Question

Calculate the mass of CaCl$_2$ (molar mass = 111 g mol$^{-1}$) to be dissolved in 500 g of water to lower its freezing point by 2K, assuming that CaCl$_2$ undergoes complete dissociation.

Hint:

Freezing point depression depends on the molality and the Van’t Hoff factor.

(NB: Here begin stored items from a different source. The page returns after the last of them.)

PR #309, opened 2017-08-27
Add ability to specify accept header to retrieve runs from api

### LINKED ISSUE #74: Download runs via API
It'd be cool to be able to specify a `Content-Type` to get runs in a certain format via hits to `GET splits.io/api/v2/runs/:id`, so that you don't have to read in `path` and hit `GET splits.io + path + /download/livesplit` or whatever

BatedUrGonnaDie:
Closes #74 .  Can also depreciate the CORS headers on `/:run_id/download/:timer`.

### DIFF
--- a/app/controllers/api/v4/runs_controller.rb
+++ b/app/controllers/api/v4/runs_controller.rb
@@ -2,6 +2,8 @@ class Api::V4::RunsController < Api::V4::ApplicationController
   before_action :set_run, only: [:show, :update, :destroy]
   before_action :verify_ownership!, only: [:update, :destroy]
 
+  before_action :find_accept_header, only: [:show]
+
   before_action :set_link_headers, if: -> { @run.present? }
 
   before_action only: [:create] do
@@ -14,12 +16,8 @@ class Api::V4::RunsController < Api::V4::ApplicationController
   end
 
   def show
-    accept = request.headers.fetch('HTTP_ACCEPT', 'json').downcase
-    if accept == "original_timer"
-      accept = @run.program
-    end
-    timer = Run.program(accept)
-    if accept == 'json' || timer.nil? || !Run.exportable_programs.include?(timer)
+    timer = Run.program_from_content_type(@accept_header)
+    if timer.nil?
       if params[:historic] == '1'
         @run.parse(fast: false)
         render json: @run, serializer: Api::V4::RunWithHistorySerializer
@@ -27,14 +25,11 @@ class Api::V4::RunsController < Api::V4::ApplicationController
         render json: @run, serializer: Api::V4::RunSerializer
       end
     else
+      rendered_run = render_run_to_string(timer)
       send_data(
-        if timer == Run.program(@run.timer)
-          @run.file
-        else
-          render_to_string(file: "runs/#{accept}.html.erb", layout: false)
-        end,
+        rendered_run,
         layout: false,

For ionic compounds like CaCl$_2$, dissociation increases the number of particles and the effect on the freezing point.

Answer 1

The freezing point depression formula is applied as follows:
\[\Delta T_f = i \times K_f \times m\]Given values are:
- \( \Delta T_f = 2 \, \text{K} \),
- \( K_f = 1.86 \, \text{K kg mol}^{-1} \),
- \( i = 3 \) (for CaCl$_2$, which dissociates into Ca$^{2+}$ and 2 Cl$^{-}$),
- \( m \) represents the molality of the solution.
Step 1: Solve for molality \( m \):
\[m = \frac{\Delta T_f}{i \times K_f} = \frac{2}{3 \times 1.86} = 0.358 \, \text{mol/kg}\]Step 2: Calculate the moles of CaCl$_2$ using the molality and the mass of the solvent (0.5 kg):
\[\text{moles of CaCl}_2 = m \times \text{mass of solvent} = 0.358 \times 0.5 = 0.179 \, \text{mol}\]Step 3: Calculate the mass of CaCl$_2$ using the moles and the molar mass (111 g/mol):
\[\text{mass of CaCl}_2 = \text{moles} \times \text{molar mass} = 0.179 \times 111 = 19.89 \, \text{g}\]Therefore, 19.89 g of CaCl$_2$ is required.